I’m working with a MySQL database that contains Japanese text data and need help with character sorting and searching. My current setup uses UTF8_general_ci collation, and I’ve been testing with UTF8_unicode_ci as well. I’m stuck on MySQL 5.6, so newer collation options aren’t really available to me right now.

The main problem I’m facing is with search functionality. I have a location field in my database that might contain the same place name written in different Japanese scripts. For example, I want a search to find the same record whether someone types Tokyo (romaji), 東京 (kanji), とうきょう (hiragana), or トウキョウ (katakana).

Is there a way to configure MySQL collation or use some other approach to make searches work across these different writing systems? I need all these variations to match the same database row when querying.
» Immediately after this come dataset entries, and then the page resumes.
PR #75, opened 2015-11-10
Check stored window position against all available screens

fieldOfView:
In 37fe8028a57e6a3090da59ef7de9881c543405de I tried to make sure the stored position of the window fits within the currently available screen geometry by looking at self.screen().availableGeometry(). 

It turns out that - at least under Windows - self.screen() does not get properly populated until after the window is shown. This update to the patch iterates through all available screens instead of relying on self.screen().

### DIFF
--- a/UM/Qt/Bindings/MainWindow.py
+++ b/UM/Qt/Bindings/MainWindow.py
@@ -44,7 +44,12 @@ class MainWindow(QQuickWindow):
         self.setHeight(int(self._preferences.getValue("general/window_height")))
         self.setPosition(int(self._preferences.getValue("general/window_left")), int(self._preferences.getValue("general/window_top")))
         # Make sure restored geometry is not outside the currently available screens
-        if not self.geometry().intersects(self.screen().availableGeometry()):
+        screenFound = False
+        for screenNr in range(0, self._app.desktop().screenCount()):
+            if self.geometry().intersects(self._app.desktop().availableGeometry(screenNr)):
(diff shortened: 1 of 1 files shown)


UM/Qt/Bindings/MainWindow.py
```diff
@@ -44,7 +44,12 @@ def __init__(self, parent = None):
         self.setHeight(int(self._preferences.getValue("general/window_height")))
         self.setPosition(int(self._preferences.getValue("general/window_left")), int(self._preferences.getValue("general/window_top")))
         # Make sure restored geometry is not outside the currently available screens
-        if not self.geometry().intersects(self.screen().availableGeometry()):
+        screenFound = False
```
awhiemstra: Minor nitpicking, but our coding style uses no caps with underscores for local variables, so you should use screen_found and similar.

fieldOfView:
Thanks, I'll update the PR. Is there a coding style document somewhere?

awhiemstra:
Not strictly a document, but the script in https://github.com/Ultimaker/Meta/blob/master/pep8_check_python.py checks most of the rules we established.

fieldOfView:
Did you see the update?

nallath:
Seems like we missed this pull request. Should we close this?

fieldOfView:
AFAIK the issue is still there. I'll make a JIRA issue and will see if the PR still applies.

fieldOfView:
Merged manually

Been there with a legacy MySQL 5.6 setup handling Japanese addresses. Collation won’t work - MySQL just can’t understand how different Japanese writing systems relate to each other. I built a preprocessing layer in the app that normalizes text before it hits the database. Used kakasi library to convert everything to romaji for both inserts and searches, then stored the original text plus the normalized version. Key thing is treating this as a data transformation problem, not a database config issue. You could try FULLTEXT indexes with a custom parser, but that gets messy quick. Preprocessing gave me reliable cross-script matching without touching the database schema.

mysql collation isn’t gonna do the trick for mixed scripts like that. u might wanna consider normalizing the data in ur app or adding extra search fields with the converted versions. possibly look into using elasticsearch for better search capabilities?

honestly, your best bet is probably using a middleware solution. i dealt with something similar and ended up using mecab for tokenizing japanese text, then storing phonetic representations alongside the original data. works pretty well for cross-script matching without major database changes.

MySQL 5.6 doesn’t support Japanese script conversion, so you’ll have to handle it in your app. I ran into this same issue and ended up creating a custom function that converts all Japanese text to a standard form before storing and searching. I used JpnForPhp (PHP library) for hiragana/katakana conversion and kept a mapping table for common kanji-to-kana conversions. Another option is setting up a trigger that auto-populates a separate search column with normalized versions of your location names. Your original data stays untouched, but searches work across all writing systems. Performance isn’t terrible if you index the normalized column right.

Had this exact issue on an old MySQL 5.6 system a couple years back. MySQL collation can’t handle script conversions, so I used a dual-column setup that worked great. Left the original location field alone and added a “search_normalized” column with standardized location names. Used a server-side script with ICU library to populate the normalized column - converted hiragana to romaji, katakana to romaji, plus kept a lookup table for common kanji readings. Users search against the normalized column but get back the original formatted data. Got consistent results across all writing systems without touching the search logic. Performance was fine with proper indexing on the normalized column.